Directions for this task — Exact transcription of the records is required.
++++++++
PR #8946, opened 2022-12-23
Fix image searching to prioritize explicit language match if searching in English

bradbeattie:
**Context**
In the current master branch of Jellyfin, image ordering with a non-English requested language orders like so:

1. Images that match the requested language
2. English images _or_ images with no language
3. All other images

Whereas image ordering with English as the requested language orders like so:

1. Images matching your requested language _or_ images with no language
2. All other images

**Changes**

This change proposes a consistent ordering of images irrespective of the specific requested language:

1. Images that match the requested language
2. Images with no language
3. English images
4. All other images

PR #8982, opened 2022-12-30
Fix backdrop image fetching to prioritize non-language images

bradbeattie:
# Context
#8946 accidentally introduced a side effect of all backdrop images preferring the explicit language of the library. The purpose of backdrop images should actually deprioritize language.

We could additionally modify `OrderByLanguageDescending`, but how this gets used with both manual image searches and during metadata refresh makes it a little slippery to refactor properly. The proposed solution here is fairly simple and gets us the behaviour we're looking for.

# Changes
Image sorting prioritizes non-language images for backdrop metadata refreshes.

### DIFF
--- a/MediaBrowser.Providers/Manager/ItemImageProvider.cs
+++ b/MediaBrowser.Providers/Manager/ItemImageProvider.cs
@@ -313,7 +313,8 @@ namespace MediaBrowser.Providers.Manager
                 }
 
                 minWidth = savedOptions.GetMinWidth(ImageType.Backdrop);
-                await DownloadMultiImages(item, ImageType.Backdrop, refreshOptions, backdropLimit, provider, result, list, minWidth, cancellationToken).ConfigureAwait(false);
+                var listWithNoLangFirst = list.Where(i => string.IsNullOrEmpty(i.Language)).Concat(list.Where(i => !string.IsNullOrEmpty(i.Language)));
+                await DownloadMultiImages(item, ImageType.Backdrop, refreshOptions, backdropLimit, provider, result, listWithNoLangFirst, minWidth, cancellationToken).ConfigureAwait(false);
             }
             catch (OperationCanceledException)
             {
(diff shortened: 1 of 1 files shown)


bradbeattie:
Hmmm. This PR works for explicitly searching for an image, but not for replacing metadata + images...

bradbeattie:
Mixed feelings about the implementation approach, but happy with the resultant behaviour.

Shadowghost (approved):

crobibero:
I think a better change for this is to update `DownloadMultiImages`:

```diff
- foreach (var image in images.Where(i => i.Type == imageType))
+ foreach (var image in images.OrderBy(i => string.IsNullOrWhiteSpace(i.Language)).Where(i => i.Type == imageType))
```

bradbeattie:
> I think a better change for this is to update `DownloadMultiImages`:
> 
> ```diff
> - foreach (var image in images.Where(i => i.Type == imageType))
> + foreach (var image in images.OrderBy(i => string.IsNullOrWhiteSpace(i.Language)).Where(i => i.Type == imageType))
> ```

My concern with that change is that it binds `DownloadMultiImages` to specifically favour non-language images. True, it's only used for that purpose at the moment, but if `imageType` is an option, best to leave the sorting to calling function.

crobibero:
Ok, I would still change the sort method to what I suggested

bradbeattie:
Ah! So the intent behind `listWithNoLangFirst` is to say "I'll observe whatever ordering is defined in `OrderByLanguageDescending`, but otherwise prefer non-language images first". Because https://github.com/jellyfin/jellyfin/blob/master/MediaBrowser.Model/Extensions/EnumerableExtensions.cs#L19 might have complexity unknown to `listWithNoLangFirst`.

I'm unclear if C# ordering with `.OrderBy(i => string.IsNullOrWhiteSpace(i.Language))` will preserve the ordering of elements in its list that are equal in the lambda evaluation, but otherwise unique.

Bond-009 (approved):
++++++++
Response —
PR #8946, opened 2022-12-23
Fix image searching to prioritize explicit language match if searching in English

bradbeattie:
**Context**
In the current master branch of Jellyfin, image ordering with a non-English requested language orders like so:

1. Images that match the requested language
2. English images _or_ images with no language
3. All other images

Whereas image ordering with English as the requested language orders like so:

1. Images matching your requested language _or_ images with no language
2. All other images

**Changes**

This change proposes a consistent ordering of images irrespective of the specific requested language:

1. Images that match the requested language
2. Images with no language
3. English images
4. All other images

PR #8982, opened 2022-12-30
Fix backdrop image fetching to prioritize non-language images

bradbeattie:
# Context
#8946 accidentally introduced a side effect of all backdrop images preferring the explicit language of the library. The purpose of backdrop images should actually deprioritize language.

We could additionally modify `OrderByLanguageDescending`, but how this gets used with both manual image searches and during metadata refresh makes it a little slippery to refactor properly. The proposed solution here is fairly simple and gets us the behaviour we're looking for.

# Changes
Image sorting prioritizes non-language images for backdrop metadata refreshes.

### DIFF
--- a/MediaBrowser.Providers/Manager/ItemImageProvider.cs
+++ b/MediaBrowser.Providers/Manager/ItemImageProvider.cs
@@ -313,7 +313,8 @@ namespace MediaBrowser.Providers.Manager
                 }
 
                 minWidth = savedOptions.GetMinWidth(ImageType.Backdrop);
-                await DownloadMultiImages(item, ImageType.Backdrop, refreshOptions, backdropLimit, provider, result, list, minWidth, cancellationToken).ConfigureAwait(false);
+                var listWithNoLangFirst = list.Where(i => string.IsNullOrEmpty(i.Language)).Concat(list.Where(i => !string.IsNullOrEmpty(i.Language)));
+                await DownloadMultiImages(item, ImageType.Backdrop, refreshOptions, backdropLimit, provider, result, listWithNoLangFirst, minWidth, cancellationToken).ConfigureAwait(false);
             }
             catch (OperationCanceledException)
             {
(diff shortened: 1 of 1 files shown)


bradbeattie:
Hmmm. This PR works for explicitly searching for an image, but not for replacing metadata + images...

bradbeattie:
Mixed feelings about the implementation approach, but happy with the resultant behaviour.

Shadowghost (approved):

crobibero:
I think a better change for this is to update `DownloadMultiImages`:

```diff
- foreach (var image in images.Where(i => i.Type == imageType))
+ foreach (var image in images.OrderBy(i => string.IsNullOrWhiteSpace(i.Language)).Where(i => i.Type == imageType))
```

bradbeattie:
> I think a better change for this is to update `DownloadMultiImages`:
> 
> ```diff
> - foreach (var image in images.Where(i => i.Type == imageType))
> + foreach (var image in images.OrderBy(i => string.IsNullOrWhiteSpace(i.Language)).Where(i => i.Type == imageType))
> ```

My concern with that change is that it binds `DownloadMultiImages` to specifically favour non-language images. True, it's only used for that purpose at the moment, but if `imageType` is an option, best to leave the sorting to calling function.

crobibero:
Ok, I would still change the sort method to what I suggested

bradbeattie:
Ah! So the intent behind `listWithNoLangFirst` is to say "I'll observe whatever ordering is defined in `OrderByLanguageDescending`, but otherwise prefer non-language images first". Because https://github.com/jellyfin/jellyfin/blob/master/MediaBrowser.Model/Extensions/EnumerableExtensions.cs#L19 might have complexity unknown to `listWithNoLangFirst`.

I'm unclear if C# ordering with `.OrderBy(i => string.IsNullOrWhiteSpace(i.Language))` will preserve the ordering of elements in its list that are equal in the lambda evaluation, but otherwise unique.

Bond-009 (approved):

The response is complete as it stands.